Member of Parliament of Norway
- In office 1981–1993
- Constituency: Telemark

Personal details
- Born: 9 February 1934 Brandbu, Norway
- Died: 17 March 2022 (aged 88) Oslo, Norway
- Party: Norwegian Labour Party

= Ingeborg Botnen =

Norwegian politician (1934–2022)

Ingeborg Botnen (9 February 1934 – 17 March 2022) was a Norwegian politician for the Norwegian Labour Party. She was a member of the Parliament of Norway from 1981 to 1993, representing Telemark.

==Political career==
===Local politics===
Botnen was elected member of the municipal council in Tinn Municipality from 1963 to 1983, and from 1995 to 1999.

===Parliament===
She was elected representative to the Storting from the constituency of Telemark for three periods. During the first period, from 1981 to 1985, she was a member of Kommunal- og miljøvernkomiteen.

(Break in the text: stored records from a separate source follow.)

PR #463, opened 2021-03-20
Added preserve_time parameter to move, copy, and mirror

### LINKED ISSUE #450: original timestamp (ctime, mtime) cannot survive a copy_fs or mirror
as long as there's actual "copy" operation from one fs to another, then those "touched" files will lost their original ctime or mtime, which would be updated to the time when that copy operation happened.
this is not expected feature. though calling it "critical bug" might be too harsh but still it's much better if it could be fixed.

atollk:
## Type of changes

- New feature

## Checklist

## Description

Fixes #450 by adding a `preserve_time` parameter to all relevant functions. The parameter is `False` by default to retain previous behaviour. However, it could be argued that the default should be `True` to mimic more common behavior found in operating systems.

### DIFF
--- a/fs/_bulk.py
+++ b/fs/_bulk.py
@@ -56,20 +56,30 @@ class _Task(object):
 class _CopyTask(_Task):
     """A callable that copies from one file another."""
 
-    def __init__(self, src_file, dst_file):
-        # type: (IO, IO) -> None
-        self.src_file = src_file
-        self.dst_file = dst_file
+    def __init__(
+        self,
+        src_fs,  # type: FS
+        src_path,  # type: Text
+        dst_fs,  # type: FS
+        dst_path,  # type: Text
+        preserve_time,  # type: bool
+    ):
+        # type: (...) -> None
+        self.src_fs = src_fs
+        self.src_path = src_path
+        self.dst_fs = dst_fs
+        self.dst_path = dst_path
+        self.preserve_time = preserve_time
 
     def __call__(self):
         # type: () -> None
-        try:
-            copy_file_data(self.src_file, self.dst_file, chunk_size=1024 * 1024)
-        finally:
-            try:
-                self.src_file.close()
-            finally:
-                self.dst_file.close()
+        copy_file_internal(
+            self.src_fs,
+            self.src_path,
+            self.dst_fs,
+            self.dst_path,
+            preserve_time=self.preserve_time,
+        )
 
 
 class Copier(object):
@@ -88,7 +98,7 @@ class Copier(object):
     def start(self):
         """Start the workers."""
         if self.num_workers:
-            self.queue = Queue(maxsize=self.num_workers)
+            self.queue = Queue()
             self.workers = [_Worker(self) for _ in range(self.num_workers)]
             for worker in self.workers:
                 worker.start()
@@ -133,12 +143,5 @@ class Copier(object):
                 src_fs, src_path, dst_fs, dst_path, preserve_time=preserve_time
             )
         else:
-            # TODO(preserve_time)
-            src_file = src_fs.openbin(src_path, "r")
-            try:
-                dst_file = dst_fs.openbin(dst_path, "w")
-            except Exception:
-                src_file.close()
-                raise
-            task = _CopyTask(src_file, dst_file)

During her second period, she was a member of the Standing Committee on Transport and Communications from 1985 to 1986, and of the Standing Committee on Foreign Affairs and Defence from 1986 to 1989. During her third period at the Storting, from 1989 to 1993, she was a member of the Standing Committee on Education, Research and Church Affairs, and of the Standing Committee on Scrutiny and Constitutional Affairs from 1992 to 1993.

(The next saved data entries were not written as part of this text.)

PR #464, opened 2021-03-22
Add `filter_glob` and `exclude_glob` to fs.walk

### LINKED ISSUE #371: filter_dirs in walk.dirs behaves unintuitive and its description is a bit misleading
Talking about https://docs.pyfilesystem.org/en/latest/reference/walk.html#fs.walk.BoundWalker.dirs and maybe `walk.files` is affected as well.

The documentation talks about (emphasis by me):

> **dirs(path='/', \*\*kwargs)**
> Walk a filesystem, yielding **ABSOLUTE** paths to directories.

and

> **filter_dirs** _(list, optional)_ – A list of patterns that will be used to match directories **PATHS**. The walk will only open directories that match at least one of these patterns.

This gives me the impression that the filters are applied to the absolute paths.

While in fact, if I understood and investigated correctly, these patterns match the directory NAMES. Here's an example to show that behavior:
```python
with MemoryFS() as myfs:
    myfs.makedirs('/foo/bar')
    print('-------------------')
    for path in myfs.walk.dirs():
        print(path)
    print('-------------------')
    for path in myfs.walk.dirs(filter_dirs=['*bar*']):
        print(path)
    print('-------------------')
```
Actual output:
```
-------------------
/foo
/foo/bar
-------------------
-------------------
```
Expected output:
```
-------------------
/foo
/foo/bar
-------------------
/foo/bar
-------------------
```

This is probably not a bug in the code. However, the documentation is misleading and my question would be how I can get to my desired behavior.

### LINKED ISSUE #459: Add a global filter to fs.walk.Walker
`fs.walk.Walker` can take `filter` and `exclude` parameters to include/exclude certain file base names, as well as `filter_dirs` and `exclude_dirs` parameters to include/exclude entire directories.

My suggestion is to introduce two new parameters, `filter_glob` and `exclude_glob`, to work on arbitrary path objects. This would make working with filters mixed of both directories and files much easier.

For example, consider a file system with three files:
```
foo/a.py
foo/b.py
bar/a.py
```

Walking over all files except for `foo/a.py` is, afaik, impossible with the current `Walker` functionality. My suggestion would allow for:

```python
fs.walk.Walker(filter_glob=["/"], exclude_glob=["/foo/a.py"])
```

atollk:
## Type of changes

- New feature
- Documentation / docstrings

## Checklist

## Description

Fixes #371. Fixes #459 .
Added parameters `filter_glob` and `exclude_glob` to `fs.walk.Walker` to perform selection on the walked resources based on their global path.

### DIFF
--- a/CHANGELOG.md
+++ b/CHANGELOG.md
@@ -10,7 +10,7 @@ and this project adheres to [Semantic Versioning](http://semver.org/).
 
 ### Added
 
-- To `fs.walk.Walker`, added parameters `filter_glob` and `exclude_glob`.
+- Added `filter_glob` and `exclude_glob` parameters to `fs.walk.Walker`.
   Closes [#459](https://github.com/PyFilesystem/pyfilesystem2/issues/459).
 
 ### Fixed
--- a/CHANGELOG.md
+++ b/CHANGELOG.md
@@ -8,6 +8,15 @@ and this project adheres to [Semantic Versioning](http://semver.org/).
 
 ## Unreleased
 
+### Added
+
+- To `fs.walk.Walker`, added parameters `filter_glob` and `exclude_glob`.
+  Closes [#459](https://github.com/PyFilesystem/pyfilesystem2/issues/459).
+
+### Fixed
+- Elaborated documentation of `filter_dirs` and `exclude_dirs` in `fs.walk.Walker`.
+  Closes [#371](https://github.com/PyFilesystem/pyfilesystem2/issues/371).
+
 
 ## [2.4.16] - 2022-05-02
 
--- a/fs/base.py
+++ b/fs/base.py
@@ -21,7 +21,7 @@ import warnings
 from contextlib import closing
 from functools import partial, wraps
 
-from . import copy, errors, fsencode, iotools, tools, walk, wildcard
+from . import copy, errors, fsencode, iotools, tools, walk, wildcard, glob
 from .copy import copy_modified_time
 from .glob import BoundGlobber
 from .mode import validate_open_mode
@@ -1653,8 +1653,8 @@ class FS(object):
         if self.isclosed():
             raise errors.FilesystemClosed()
 
-    def match(self, patterns, name):
-        # type: (Optional[Iterable[Text]], Text) -> bool
+    def match(self, patterns, name, accept_prefix=False):
+        # type: (Optional[Iterable[Text]], Text, bool) -> bool
         """Check if a name matches any of a list of wildcards.
 
         If a filesystem is case *insensitive* (such as Windows) then
@@ -1695,6 +1695,61 @@ class FS(object):
         )
         matcher = wildcard.get_matcher(patterns, case_sensitive)
         return matcher(name)
+
+    def match_glob(self, patterns, path, accept_prefix=False):
+        # type: (Optional[Iterable[Text]], Text, bool) -> bool
+        """Check if a path matches any of a list of glob patterns.
+
+        If a filesystem is case *insensitive* (such as Windows) then
+        this method will perform a case insensitive match (i.e. ``*.py``
+        will match the same names as ``*.PY``). Otherwise the match will
+        be case sensitive (``*.py`` and ``*.PY`` will match different
+        names).
+
+        Arguments:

==Administrative positions==
Botnen was a board member of The Norwegian Writers' Center from 1972 to 1980. She was board member of the film production company Norsk Film from 1980 to 1981, board member of the Norwegian Association of Local and Regional Authorities from 1980 to 1984, and board member of the Norwegian Labour Movement Archives and Library from 1982. She was board member of the Norwegian Industrial Workers Museum from 1996 to 2000.

==Personal life==
Botnen was born in Brandbu on 9 February 1934, a daughter of Kristen Stenbråten and Kari Løvbrøtte. She was educated as librarian, and managed the public library in Rjukan from 1972 to 2003.

She died on 17 March 2022, at the age of 88.